Он обиделся, выпустил ее и отвернулся. Потом сел на бетонный парапет и закурил. Юля оказалась чуть в стороне от него, она стояла, опустив голову, и ветер трепал ее волосы. Наверное, ей было холодно.

— Иди сюда, — тихо позвал Николай.

Юля покорно подошла и встала перед ним.

— Замерзла?

— Немного.

— Иди, укрою.

— Не надо, Коля. Ты выпил и завтра будешь жалеть об этом. Пойдем лучше по домам. Уже второй час.

Он опять обиделся, швырнул в воду окурок и решительно, даже зло, сказал:

— Ладно! Идем.

Он шагал размашисто и быстро, Юля едва поспевала за ним. В том, что она вот так, уцепившись за его руку, почти бежит за ним, Юля чувствовала что-то унизительное, но сказать об этом не решалась. А сам он ничего не замечал. Он заметил это только тогда, когда в десяти шагах от дома она оступилась и у нее подвернулась нога. К счастью, с ногой ничего не случилось, сломался только каблук.

Он взял ее на руки и донес до подъезда. На крыльце, поставив на ноги, опять потянулся к ее губам, но она отвернулась, поцелуй угадал в ухо, до боли оглушил Юлю, она даже вскрикнула.

— Не надо, не смей!

Он резко отстранился от нее и, не попрощавшись, пошел. Юля, прислонившись к косяку, постояла еще с минуту и, когда звук его шагов растворился в темноте, заковыляла к своей квартире.

Придя домой, Николай не раздеваясь лег на кровать и долго лежал так, закинув руки за голову и глядя в потолок. То ли от выпитого, то ли от обиды в груди ныло, и боль эта не проходила. Тогда он стал осматривать потолок. По известке бежали тонкие морщины трещин, в углах скопилась паутина, лампочка засижена мухами. В окно налетели ночные бабочки и бессмысленно кружились вокруг лампочки, то и дело натыкаясь на нее. Наверное, им было тоже больно, но какая-то сила тянула их к свету, они не могли оторваться от него.

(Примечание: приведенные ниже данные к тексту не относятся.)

PR #11313, opened 2026-08-21
:zap: Present viewport before interest and clamp paint to atlas

superalex:
## What

- Make zoom settle show a sharp viewport sooner, without waiting for interest-ring tile work to finish.
- Avoid painting tiles larger than the atlas slot (e.g. 1024 into 512 slots at DPR 2) only to downscale them away.

## Why

- Visible tiles could be ready while the renderer kept working on the interest ring, so the viewport stayed soft longer than necessary.
- Oversized paint at high DPR wasted GPU work that was discarded when copying into atlas slots.

## How

- **ViewportReady frame:** present once visible tiles are done, keep requesting frames for deferred interest-ring fill, and skip a second present on the final Full.
- **Atlas-sized paint:** clamp tile rasterization to the atlas slot size so HiDPI does not overpaint.

### DIFF
--- a/frontend/src/app/render_wasm/api.cljs
+++ b/frontend/src/app/render_wasm/api.cljs
@@ -389,6 +389,19 @@
 (def ^:const FRAME_TYPE_NONE 0)     ;; This type should never "leak".
 (def ^:const FRAME_TYPE_PARTIAL 1)  ;; A frame needs more render calls to end.
 (def ^:const FRAME_TYPE_FULL 2)     ;; A frame was full.
+(def ^:const FRAME_TYPE_VIEWPORT_READY 3) ;; Viewport presented; interest tiles may still be pending.
+
+(defn- needs-more-render-frames?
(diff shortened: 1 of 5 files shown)


frontend/src/app/render_wasm/api.cljs
```diff
@@ -2378,9 +2410,7 @@
 
      (set! wasm/context-initialized? false)
 
-     ;; Cancel any pending animation frame to prevent race conditions.
-     (when wasm/internal-frame-id
-       (timers/cancel-af! wasm/internal-frame-id))
+     (stop-progressive-render!)
 
      ;; Reset render flags to prevent new renders from being scheduled.
      (reset! pending-render false)
```
elenatorro: is this reset neded after (stop-progressive-render!)? it's already handled there

superalex: Thank you very much!, you are right, it's not needed here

Потом он встал, разделся и погасил свет. Долго ворочался с боку на бок, но уснуть не мог. Тогда он нащупал сигареты, закурил и посмотрел на часы. Они показывали без четверти три. Дотянувшись до стола, снял телефонный аппарат и поставил его себе на живот. Ему не хотелось вставать и зажигать свет, и он ощупью набрал номер. Судя по тому, что Юля так быстро отозвалась, она тоже не спала.

— Не спишь? — все-таки спросил он.

— Не сплю.

Он помолчал, а потом решительно сказал:

— Юля, я не могу больше. Я люблю тебя.

— Я знаю, — ответила она, как показалось ему, слишком спокойно.

— Но я сам узнал об этом только сегодня.

— Значит, я узнала раньше.

Теперь они оба молчали. Он слышал в трубке ее дыхание и тиканье часов. Потом догадался, что это тикают не ее, а его часы. Прижав трубку плечом, Николай снял их и положил на стул. Потом опять решительно сказал:

— Я сейчас приду к тебе.

— Ни в коем случае! — испуганно сказала она.

— А завтра мы зарегистрируемся.

— Смешной ты, Коля. Неужели ты думаешь, что я придаю этой регистрации какое-нибудь значение?

— Тогда в чем же дело?

— Видишь ли, я никогда ни с кем не была близка.

И боюсь этого. Дай мне несколько дней, чтобы привыкнуть к этой мысли. Я тебя прошу. Очень прошу!

— Хорошо, — согласился он. — Но в загс мы завтра все-таки пойдем.

— Как хочешь. Я тебе сказала, что мне все равно.

— Пусть будет все как положено. В конце концов, у нас могут быть дети. Должны быть!

— Пусть будет девочка.

— Нет, сначала мальчик.

— Тебе не кажется этот разговор несколько забавным?

— Ты хочешь сказать — преждевременным?

— И это тоже.

— Скучный вы человек, Гуляева.

— Во-первых, я пока еще Носова. А во-вторых, никогда не смей со мной так разговаривать!

— Хорошо, пусть будет Юлия Андреевна Гуляева. Звучит?

— Не знаю. Я к этому долго не привыкну.

— Все-таки я сейчас приду.

— Нет. Я тебя очень прошу: подожди.

— Ну хорошо. Спи.

— Ты тоже спи.

— Вряд ли мне это удастся.

Но он заснул очень быстро, не успев даже осознать, что произошло.